Enrichment analysis of KEGG pathways and GO biological processes was performed using the R package WebGestaltR (0.4.3)33. This analysis was applied to the genes (with MM > 0.20) in the modules containing ACE2 (ACE2 module) and TMPRSS2 (TMPRSS2 module). Significant enrichment was established at FDR < 0.05. For each gene in the ACE2 and TMPRSS2 modules with MM > 0.20, we determined the Pearson correlation between the expression level of the gene and that of ACE2 or TMPRSS2. First the expression was adjusted for age and sex by using a robust linear module, and the residuals were extracted (for each centre separately), we then used these to calculate the correlation coefficients for the three centres separately, and then combined them using correlation meta-analysis via the R package metafor34. Significant correlations were set at FDR < 0.05 and in the downstream analyses, we focused on genes that correlated to ACE2 or TMPRSS2 with r > 0.30.

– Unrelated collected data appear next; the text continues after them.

PR #1178, opened 2018-11-21
Introducing a dedicated Transaction Requester Background Worker

hmoog:
# Description

This PR introduces a dedicated background worker that tries to work through the request queue by sending random tips along the requested transactions. This massively increases the sync speed of new nodes that would otherwise be limited to requesting in the same rate as new transactions are received.

Note: To reduce the overhead for the node we only trigger this worker if the request queue gets bigger than the "REQUESTER_THREAD_ACTIVATION_THRESHOLD". Otherwise we rely on the processing of the queue due to normal outgoing traffic like transactions that get relayed by our node.

## Type of change

# Checklist:


GalRogozinski:
The fix to the broadcast test is not on this branch so it still fails on buildkite

PR #1186, opened 2018-11-22
make storeMessage store transactions

### LINKED ISSUE #1185: `storeMessageStatement` actually only broadcasts - it does not store
### Bug description
the API call `storeMessageStatement` actually only broadcasts - it does not store. despite it's name

### Steps To Reproduce
1. run an isolated node w/ testnet flag
2. call storeMessageStatement
3. see that no transaction is stored to the DB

Drug-gene interactions and biological information of ACE2 and TMPRSS2 correlated genes

We cross-referenced the ACE2 and TMPRSS2 correlated genes with the Mouse Genome Informatics (MGI), the Online Mendelian Inheritance in Man (OMIM), and the ClinVar databases in order to identify biologically relevant genes. We determined druggability scores according to methods of Finan et al.12. Tier 1 refers to genes that are targets of small molecules and/or biotherapeutic drugs; Tier 2 score indicates gene encoding targets with a known bioactive drug-like small molecule binding partner and ≥ 50% identity (over ≥ 75% of the sequence) with an approved drug target; and Tier 3 denotes protein coding genes with similarities to drug targets and are members of key druggable gene families. We also interrogated the Drug-Gene Interaction database (DGIdb)13 of the genes. DGIdb defines drug-gene interaction as a known interaction (i.e.: inhibition, activation) between a known drug compound and a target gene.

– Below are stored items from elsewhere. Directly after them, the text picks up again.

PR #1198, opened 2018-11-26
Perf: Limit the amount of milestones that need to be analyzed when generating the solid entry points

hmoog:
# Description

This PR introduces a method to limit the milestones that have to be analyzed when generating the solid entry points.

Since the snapshot creation is a "continuous" process where we build upon the information gathered during the creation of previous snapshots, we do not need to analyze all previous milestones but can rely on slowly gathering the missing information over time. While this might lead to a situation where the very first snapshots taken by a node might generate snapshot files that can not reliably be used by other nodes to sync it is still a reasonable trade-off to reduce the load on the nodes. We just assume that anybody who wants to share his snapshots with the community as a way to bootstrap new nodes will run his snapshot enabled node for a few hours before sharing his files (this is a problem in very rare edge cases when having back-referencing transactions anyway).

It massively decreases the required time to migrate from a non-snapshotted database to a snapshotted one.

## Type of change

# Checklist:

### DIFF
--- a/src/main/java/com/iota/iri/service/snapshot/impl/SnapshotServiceImpl.java
+++ b/src/main/java/com/iota/iri/service/snapshot/impl/SnapshotServiceImpl.java
@@ -43,6 +43,21 @@ public class SnapshotServiceImpl implements SnapshotService {
     private static final Logger log = LoggerFactory.getLogger(SnapshotServiceImpl.class);
 
     /**
+     * Holds a limit for the amount of milestones we go back in time when generating the solid entry points (to speed up
+     * the snapshot creation).<br />
+     * <br />
+     * Note: Since the snapshot creation is a "continuous" process where we build upon the information gathered during
+     *       the creation of previous snapshots, we do not need to analyze all previous milestones but can rely on
+     *       slowly gathering the missing information over time. While this might lead to a situation where the very
+     *       first snapshots taken by a node might generate snapshot files that can not reliably be used by other nodes
+     *       to sync it is still a reasonable trade-off to reduce the load on the nodes. We just assume that anybody who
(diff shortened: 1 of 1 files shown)


src/main/java/com/iota/iri/service/snapshot/impl/SnapshotServiceImpl.java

Differential expression of ACE2 and TMPRSS2 correlated genes

We investigated the effects of possible risk factors for COVID-19 severity (e.g. smoking, diabetes, asthma, COPD, cardiac disease, and hypertension) on the expression of druggable genes that were correlated with ACE2 or TMPRSS2. Then, the differential expression was assessed for each gene-risk factor pair by a robust linear regression using the package MASS35 in R, in which the dependent variable was the gene expression and the explanatory variable was the risk factor. The differential expression analysis on smoking was adjusted for sex, age and centre, and the analyses on diabetes, COPD and cardiac disease and hypertension were adjusted for sex, age, smoking status and centre. We set statistically significant differential expression FDR < 0.05.